Bilişsel yeniden kablolamanın çarpıcı bir örneği, 2000 yılında yayınlanan yeni doğmuş gelincikler üzerinde yapılan bir çalışmadan gelmektedir.

Bu deneyde, gelinciklerin gözlerinden gelen sinirsel girdiler cerrahi olarak görsel korteks yerine beynin işitsel korteksine bağlanmıştır. Bu karışıklığa rağmen, takip eden bir çalışmada gelincikler bir miktar görme yetisine sahip oldu. İşitsel nöronlar yeni bir işlevi yerine getirmek üzere kendilerini yeniden organize etmişlerdi.

Makin ve Krakauer, "Ama bu gerçek bir yeniden yapılanma mı?" diye soruyor. Görsel kortekste yapılan işleme türü, işitsel kortekste yapılana benziyor olabilir; yani bu cerrahi yeniden kablolama, beyni işlevlerini değiştirmeye gerçekten zorlamıyor.

Aynı girdi beynin prefrontal korteks gibi tamamen farklı süreçlerden sorumlu bir bölümüne verilseydi, sonuçlar çok daha az etkileyici olabilirdi.

Yazarlar, bir çalışma katılımcısının yaralanma veya işlev bozukluğu nedeniyle kaybettiği düşünülen bilişsel işlevleri mucizevi bir şekilde geri kazanması durumunda, beynin daha önce var olan ancak çok sessiz veya az kullanılan sinirsel bağlantılara veya işlevlere yaslanarak hesaplama kapasitesi eklediğini savunuyor.

Örneğin, bir fare, söz konusu bıyığı birbirine bağlayan sinirler koptuktan sonra bile bir bıyığını hareket ettirebiliyorsa, yazarlar, komşu bıyıklardaki sinirlerin her zaman hasarlı bıyığa ayarlanmış olmasının muhtemel olduğunu savunuyor. Yeniden kablolama gerekmiyor!

Benzer şekilde, yeni doğan yavru kedilerin bir gözü geçici olarak kapatıldığında, bu aktif gözü güçlendirmiş ve kullanılamayan gözü zayıflatmış ve ikinci göz açıldığında bazı "çok sakar yavru kediler" ortaya çıkmıştır.

Ancak bu, beynin yeniden düzenlendiğini göstermez. Nöronların başlangıçta her iki gözden gelen girdilere duyarlı olması ve bir göz kullanılamadığında "kazancın" artması muhtemeldir.

Yazarlar, beynin bir kısmı daha önce hiç yapmadığı bir şeyi yapıyormuş gibi görünüyorsa, bunun sadece beynin ilk etapta bu ek yeteneğe sahip olduğunu bilmediğimiz gerçeğinden kaynaklanan bir yanılsama olabileceğini öne sürüyor.

Araştırmacılar ayrıca beynin kullanılmayan nöronları 'devraldığından' ve onları başka işlevleri yerine getirmek üzere 'yeniden düzenlediğinden' de şüphe ediyor.

Örneğin, doğuştan kataraktlı (doğuştan kör olan) çocukların görme yetileri ameliyattan hemen sonra geri kazanılabiliyor.

Yazarlar, "Eğer görsel korteks yeni işlevleri desteklemek için yeniden tahsis edilirse, o zaman görsel girdinin restorasyonunun boşuna olacağı (ya da en azından yeniden yapılanmanın önemli ölçüde tersine çevrilmesini gerektireceği) sonucu çıkar" diye yazıyor.

"Ancak durum böyle değildir.

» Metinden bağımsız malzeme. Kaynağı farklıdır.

PR #1577, opened 2025-02-06
lib/syscall_shim: Autogenerate `uk_syscall_*` symbols at build time

mogasergiu:
### Prerequisite checklist

### Base target

### Description of changes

Çocuklar sadece bazı görsel bilgileri hemen algılamakla kalmıyor, görsel yanılsamalara karşı da duyarlılık gösteriyorlar."

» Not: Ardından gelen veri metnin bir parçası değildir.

PR #1583, opened 2025-02-07
 lib/posix-process: Define kernel internal `gettid`/`getppid`/`getpid`

mogasergiu:
### Prerequisite checklist

### Base target

### Description of changes

Add the kernel internal variant of `gettid`, `uk_sys_gettid`. This  
allows kernel internal code to call this system call's logic without
having the syscall shim wrapper logic intervene.                    

While at it, also use this variant where possible, only place at the moment being in posix-futex.

### DIFF
--- a/lib/posix-process/include/uk/process.h
+++ b/lib/posix-process/include/uk/process.h
@@ -149,6 +149,7 @@ static inline int uk_sys_setrlimit(int resource, const struct rlimit *rlim)
 
 pid_t uk_sys_gettid(void);
 pid_t uk_sys_getppid(void);
+pid_t uk_sys_getpid(void);
 
 #if CONFIG_LIBUKSCHED
 int uk_posix_process_create(struct uk_alloc *a,
--- a/lib/posix-process/include/uk/process.h
+++ b/lib/posix-process/include/uk/process.h
@@ -38,6 +38,7 @@
 #include <uk/config.h>
 #include <stdbool.h>
 #include <sys/resource.h>
+#include <sys/types.h> /* pid_t */
 #if CONFIG_LIBUKSCHED
 #include <uk/thread.h>
 #endif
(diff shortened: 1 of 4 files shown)


andreittr (commented):
I like the changes, but am going to cheekily ask to expand the scope of this PR to include the same treatment for `getpid` and `getppid`, as it would feel far cleaner than just this piecemeal approach. AFAICT these latter 2 aren't called anywhere internally, so the risk is minimal.

lib/posix-process/include/uk/process.h
```diff
@@ -131,6 +132,9 @@
 #endif
 #endif /* CONFIG_LIBPOSIX_PROCESS_CLONE */
 
+pid_t uk_sys_gettid(void);
+pid_t uk_sys_getppid(void);
```
andreittr, line 151: I believe you forgot `uk_sys_getpid(void)`

lib/posix-process/process.c
```diff
@@ -530,7 +530,7 @@ pid_t ukthread2pid(struct uk_thread *thread)
 	return pthread->process->pid;
 }
 
-UK_SYSCALL_R_DEFINE(pid_t, getpid)
+int uk_sys_getpid(void)
```
andreittr: I was about to ask why you changed the return type from `pid_t` to `int`, but I see it has to do with signature inconsistencies between syscall declarations on either side of the `#ifdef #else` :facepalm: this return type inconsistency will surely bite us in the ass eventually.

I think that previous code was a mistake and having everybody (syscalls & `uk_sys_` alike) return `pid_t` here is the right call here; AFAICT the definition of `pid_t` does not depend on `CONFIG_LIBPOSIX_PROCESS_PIDS` so it should be safe. What do you think?

andreittr (changes requested):
Thanks for the PR expansion/DLC :smile: :pray: 
Just a few minor nitpicks, and we should be good to go.

andreittr (approved):
Looks great, thanks for the work! I'm going to wait on @michpappas 's review before merge.

michpappas:
Nice, thanks! This will also allow to prepending logs with pid / tid in multiprocess.

andreittr:
Merging, thanks!

PR #1584, opened 2025-02-07
lib/posix-process: Define kernel internal resource limit syscalls

mogasergiu:
### Prerequisite checklist

### Base target

### Description of changes

Add the kernel internal variants of `prlimit64`, `getrlimit` and
`setrlimit`: `uk_sys_prlimit64`, `uk_sys_getrlimit` and
`uk_sys_setrlimit` respectively.
This allows kernel internal code to call these system calls' logic
without having the syscall shim wrapper logic intervene.

Note how only `uk_sys_prlimit64` has been added to `exportsyms.uk`
since the others are defined as inline.

### DIFF
--- a/lib/posix-process/include/uk/process.h
+++ b/lib/posix-process/include/uk/process.h
@@ -37,6 +37,7 @@
 #include <arch/clone.h>
 #include <uk/config.h>
 #include <stdbool.h>
+#include <sys/resource.h>
 #if CONFIG_LIBUKSCHED
 #include <uk/thread.h>
 #endif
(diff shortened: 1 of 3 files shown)


lib/posix-process/include/uk/process.h
```diff
@@ -131,6 +132,9 @@
 #endif
 #endif /* CONFIG_LIBPOSIX_PROCESS_CLONE */
 
+int uk_sys_prlimit64(int pid, unsigned int resource,
+		     struct rlimit *new_limit, struct rlimit *old_limit);
+
```
andreittr, line 137: More of a QoL enhancement: consider adding
```c
static inline
int uk_sys_getrlimit(int resource, struct rlimit *rlim)
{
        return uk_sys_prlimit64(0, resource, NULL, rlim);
}
```
and similar ones for `setrlimit` and `getrusage`, so you encapsulate the "conversion to prlimit64" logic in `uk_sys_*` rather than at the syscall level.
Then you can call these from their syscall implementations just like `uk_sys_prlimit64`.

andreittr (commented):
Looks good, I've only one very minor request.

andreittr (approved):
Thanks for the patch! I see you also fixed the previously-uncaught issue with the `prlimit` libc func.
I think this is good to go.

andreittr:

Beyin sandığımızdan çok daha fazla birbirine bağlı ve "bulanık" olsa da, Makin ve Krakauer beynin farklı bölümlerinin belirli işlevleri yerine getirmeye yazgılı olduğunu ve erken gelişimde bile bu temel "mimari" veya "plandan" sapmanın mümkün olmadığını savunuyor.

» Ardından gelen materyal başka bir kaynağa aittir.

PR #1364, opened 2024-03-21
lib/posix-process: Graceful shutdown

michpappas:
### Prerequisite checklist

 - [x] Read the [contribution guidelines](https://unikraft.org/docs/contributing/) regarding submitting new changes to the project;
 - [x] Tested your changes against relevant architectures and platforms;
 - [x] Ran the [`checkpatch.uk`](https://github.com/unikraft/unikraft/blob/staging/support/scripts/checkpatch.uk) on your commit series before opening this PR;
 - [ ] Updated relevant documentation.

### Base target

 - Architecture(s): [N/A]
 - Platform(s): [N/A]
 - Application(s): [N/A]

### Additional configuration

New options:

* `LIBPOSIX_PROCESS_GRACEFUL_SHUTDOWN` enables graceful shutdown (see below).
* `LIBPOSIX_PROCESS_GRACEFUL_SHUTDOWN_SIGNAL` controls the signal sent on graceful shutdown (defaults to `SIGTERM`).
* * `LIBPOSIX_PROCESS_GRACEFUL_SHUTDOWN_SIGNAL` controls the time to wait for before forcefully terminating a process (defaults to 3 sec).

Deprecated options:
* The behavior or `LIBPOSIX_PROCESS_INIT_PIDS` is now enabled by `LIBPOSIX_PROCESS_PIDS`, and the former option is deprecated.

### Description of changes

This series implements support for clean system shutdown, and adds a few associated syscalls. Specifically, it adds a late initicall to terminate all processes on system shutdown whether gracefully or not. Graceful process termination is controlled by a newly introduced Kconfig option, where the implementation sends every child of `init` a configuration-controlled signal (`SIGTERM` by default) and waits for the process to terminate on its own until a predefined timeout. Upon timeout the process is terminated forcefully.

When graceful shutdown is not enabled the system falls back into forceful termination.

Syscall implementations:
* `wait4()`, `waitpid()`
* `exit()`, `exit_group()`

Github-Depends-On: #1248 
Github-Depends-On: #1244

PR #1585, opened 2025-02-07
 lib/posix-process: Define kernel internal `exit_group`

mogasergiu:
### Prerequisite checklist

### Base target

### Description of changes

Add the kernel internal variant of `exit_group`, `pprocess_exit`. This allows kernel internal code to call this system call's logic without having the syscall shim wrapper logic intervene.

### DIFF
--- a/lib/posix-process/process.c
+++ b/lib/posix-process/process.c
@@ -580,23 +580,28 @@ UK_LLSYSCALL_R_DEFINE(int, exit, int, status)
 	return -EFAULT;
 }
 
-UK_LLSYSCALL_R_DEFINE(int, exit_group, int, status)
+static int pprocess_exit(int status __unused)
 {
 	uk_posix_process_kill(uk_thread_current()); /* won't return */
 	UK_CRASH("sys_exit_group() unexpectedly returned\n");
 	return -EFAULT;
 }
 
+UK_LLSYSCALL_R_DEFINE(int, exit_group, int, status)
+{
+	return pprocess_exit(status);
+}
+
 #if UK_LIBC_SYSCALLS
 __noreturn void exit(int status)
 {
-	uk_syscall_r_exit_group(status);
+	pprocess_exit(status);
 	UK_CRASH("sys_exit_group() unexpectedly returned\n");
 }
 
 __noreturn void exit_group(int status)
 {
-	uk_syscall_r_exit_group(status);
+	pprocess_exit(status);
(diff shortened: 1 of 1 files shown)


lib/posix-process/exportsyms.uk
```diff
@@ -73,6 +73,7 @@ uk_syscall_e_gettid
 exit
 uk_syscall_r_exit
 uk_syscall_e_exit
+uk_sys_exit_group
```
michpappas: I think we don't have a use for exporting `exit_group()` in the kernel API. I also had a look at the [patch](https://github.com/unikraft/unikraft/pull/1364/commits/a4d929510ab7035c3871c3c715420fcb32cfd9b2) in the graceful shutdown PR that implements `exit()` / `exit_group()` and confirmed we only use such a function internally in `libposixprocess`. So maybe we can make `uk_sys_exit_group()` a `static` instead to avoid making a syscall from the kernel, and since it's no longer part of the kernel API, to rename it to something else (`pprocess_exit()` is okay as I'm using that in #1364).

michpappas (changes requested):

michpappas (approved):

lib/posix-process/process.c
```diff
@@ -580,23 +580,28 @@ UK_LLSYSCALL_R_DEFINE(int, exit, int, status)
 	return -EFAULT;
 }
 
-UK_LLSYSCALL_R_DEFINE(int, exit_group, int, status)
+static int pprocess_exit(int status __maybe_unused)
```
andreittr: Is `status` only _maybe_ unused? I don't see a code path that might use it in the body, but maybe there's a good reason for not using plain `__unused`?
(I know they both map to the same compiler attribute eventually, hence this nitpick's irrelevance)

andreittr (approved):
Yeah, as @michpappas said, it makes more sense to keep this internal to `posix-process` for now. Changes look good modulo one irrelevant nitpick that I'll leave up to you to fix or not before merge.

lib/posix-process/process.c
mogasergiu: Huh, I used `__maybe_unused` without thinking too much since that is what the `UK_LLSYSCALL_R_DEFINE` does under the hood. Though it does do that for a good reason, in order to stay as generic as possible. Totally not the case here, good point. Pushing an update

andreittr:
Thanks! Merging.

Makin, "Beynin yeniden yapılandırma yeteneği pek çok kez 'mucizevi' olarak tanımlandı – ama biz bilim insanıyız, sihre inanmıyoruz" diyor.

"Gördüğümüz bu şaşırtıcı davranışların temelinde sıkı çalışma, tekrarlama ve eğitim yatıyor, beynin kaynaklarının sihirli bir şekilde yeniden atanması değil."